We use those logic statements before for greater or lesser and use them to select positions in the dataframe to then subset into our data. For example, all places with >0, all places with <0


In [None]:
#Step One, create boolean arrays, we call these indexes
booleanIndex = temperVarGlobal['AnomalyF'] > 0 

print(temperVarGlobal.loc[0:10, 'AnomalyF'])
print(booleanIndex[0:10])

#let's see what these look like!

In [None]:
#tilda flips the boolean index to the opposite truth value
print(~booleanIndex[0:10])

In [None]:
#now rather than the for loop we can set up a different system
temperVarGlobal['Colors2'] = 'k'
temperVarGlobal.loc[booleanIndex, 'Colors2'] = '#9F4E58' 
temperVarGlobal.loc[~booleanIndex, 'Colors2'] = '#64ACEA'
#and set the colors up here we use hex code - check out this website. 
#http://www.color-hex.com/color/90537c
print(temperVarGlobal.loc[0:10, ['Colors', 'Colors2']])

In [None]:
fig = plt.figure(figsize=(10, 5))
fig.suptitle('Temperature Variants From 1800 - 2017 Global Averages', fontsize=20)

#-------- we edited the following color statement ONLY
plt.bar(temperVarGlobal['Year'], temperVarGlobal['AnomalyF'], width = 0.8, align='edge', 
        color = temperVarGlobal['Colors2'])
#----------

plt.ylabel('Anomaly $\degree$F', fontsize = 20)
plt.xlabel('Year', fontsize = 20)

plt.xticks(fontsize=16)
plt.yticks(fontsize=16)
plt.axhline(y=0.0, color='k', linestyle='--')

plt.grid(color='gray', linestyle='dashed')

plt.savefig('./Figures/TempVariants_GlobalYearlyAverages.png')

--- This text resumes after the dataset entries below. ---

PR #212, opened 2022-05-11
Bug 2064314: console: update basePath for ConsolePlugin

bipuladh:
BasePath needs to be set as per the version of the OCP cluster

Signed-off-by: Bipul Adhikari <badhikar@redhat.com>

### DIFF
--- a/controllers/clusterversion_controller.go
+++ b/controllers/clusterversion_controller.go
@@ -18,6 +18,7 @@ package controllers
 
 import (
 	"context"
+	"fmt"
 
 	configv1 "github.com/openshift/api/config/v1"
 	"k8s.io/apimachinery/pkg/api/errors"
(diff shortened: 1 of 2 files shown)


bipuladh:
BP required till 4.9

controllers/clusterversion_controller.go
```diff
@@ -107,8 +109,10 @@ func (r *ClusterVersionReconciler) ensureConsolePlugin(clusterVersion string) er
 	}
 
 	// Create/Update ODF console ConsolePlugin
-	odfConsolePlugin := console.GetConsolePluginCR(r.ConsolePort, basePath, OperatorNamespace)
+	odfConsolePlugin := console.GetConsolePluginCR(r.ConsolePort, OperatorNamespace)
 	_, err = controllerutil.CreateOrUpdate(context.TODO(), r.Client, odfConsolePlugin, func() error {
+		logger.Info(fmt.Sprintf("Set the BasePath for odf-console plugin as '%s'", basePath))
```
jarrpa, line 114: I don't like this log message here, since this will lead to potentially massive spam in our logs. If you really want to capture this event, first check to see if the current basePath value differs from our expected value, and only then output the log message.

jarrpa (changes requested):
Overall looks good, but one comment on the logging strategy here.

#please go see within your Jupyter folder the .png file

# SUMMARY

From this lab you have learned the basics of python packages including: numpy, pandas, and matplotlib.pyplt. 

We have also learned about flow control structures (for loops, if statements) and how to access a pandas data frame through boolean indexing and through normal indexing and how to manipulate various columns here. 

Next time we will continue our learning of Python.

Homework: Please complete homework 1 located in the file folder - due in 1.5 weeks on Friday the 19th. Office hours for this will be held on Thursday - tommorrow.

This homework should take no more than 4-5 hours but you should start early in case you have any questions or run into issues!